Extracted records:
PR #690, opened 2019-05-21
Moving WSC span realignment to loading time

pruksmhc:
This PR currently holds: 
-Moving the span realignment to loading time as opposed to a separate preprocessing step that needs to be run before running the experiment.
-Fixing the WSC class so that it matches the format of the final version of the data 
-Some fixes to the WSC configuration so that it matches the experiments

Left to do:
-Point the test for preprocessing to the new location of realign_spans
-A test for loading checkpoints


config/superglue-bert.conf
```diff
@@ -8,7 +8,6 @@ exp_name = "bert-large-cased"
 max_seq_len = 256 // Mainly needed for MultiRC, to avoid over-truncating
                   // But not 512 as that is really hard to fit in memory.
 tokenizer = "bert-large-cased"
-
```
sleepinyourhat: Restore?

config/superglue-bert.conf
```diff
@@ -42,3 +41,7 @@ do_full_eval = 1
 write_preds = "val,test"
 write_strict_glue_format = 1
 
+// For WSC
```
sleepinyourhat: Why is this in this PR?

src/tasks/tasks.py
```diff
@@ -2092,11 +2081,11 @@ def _stream_records(self, filename):
     def load_data(self):
         iters_by_split = collections.OrderedDict()
         for split, filename in self._files_by_split.items():
-            iter = list(self._stream_records(filename))
-            iters_by_split[split] = iter
+            if "test" in filename:
```
sleepinyourhat: This seems brittle. What if someone tries to evaluate on a span task with a public test set?

src/trainer.py
```diff
@@ -1229,6 +1229,7 @@ def _restore_checkpoint(self, search_phases_in_priority_order=["pretrain"]):
 
         metric_states = torch.load(metric_state_path)
         for metric_name, metric_state in metric_states.items():
+
```
sleepinyourhat: Cut?

src/utils/data_loaders.py
```diff
@@ -11,11 +11,40 @@
...
+    Returns:
+        List of dictionaries of the aligned spans and tokenized text.
+    """
+    rows = pd.read_json(file_name, lines=True)
+    # realign spans
+    rows = rows.apply(lambda x: realign_spans(x, tokenizer_name), axis=1)
+
+    if has_labels is False:
+        rows["label"] = False
+    return list(rows.T.to_dict().values())
```
sleepinyourhat: Cut?

src/utils/data_loaders.py
```diff
@@ -11,11 +11,40 @@
...
+        target: dict that contains the spans  
+    Args:
+        tokenizer_name: str, 
+        file_name: str, 
+        label_fn: function that expects a row and outputs a transformed row with labels tarnsformed.
+    Returns:
+        List of dictionaries of the aligned spans and tokenized text.
+    """
+    rows = pd.read_json(file_name, lines=True)
+    # realign spans
```
sleepinyourhat: Explain what this does, either here or in the header comment.

config/superglue-bert.conf
pruksmhc: Not sure why it's appearing in github as removed because it isn't

src/tasks/tasks.py
sleepinyourhat: This still seems dangerously brittle...

src/utils/data_loaders.py
```diff
@@ -11,11 +11,40 @@
...
 
+def load_span_data(
+        tokenizer_name, 
+        file_name,
+        label_fn=None,
+        has_labels=True
+    ):
+    """
+    Load a span-related task file in .jsonl format, does 
+    re-alignment of spans, and tokenizes the text.
```
sleepinyourhat: Do we explain what this means anywhere?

▶ [Task to carry out]: Reproduce each line from the data that has "does" in it.

▶ [Task solution]:
sleepinyourhat: Explain what this does, either here or in the header comment.
+    Load a span-related task file in .jsonl format, does 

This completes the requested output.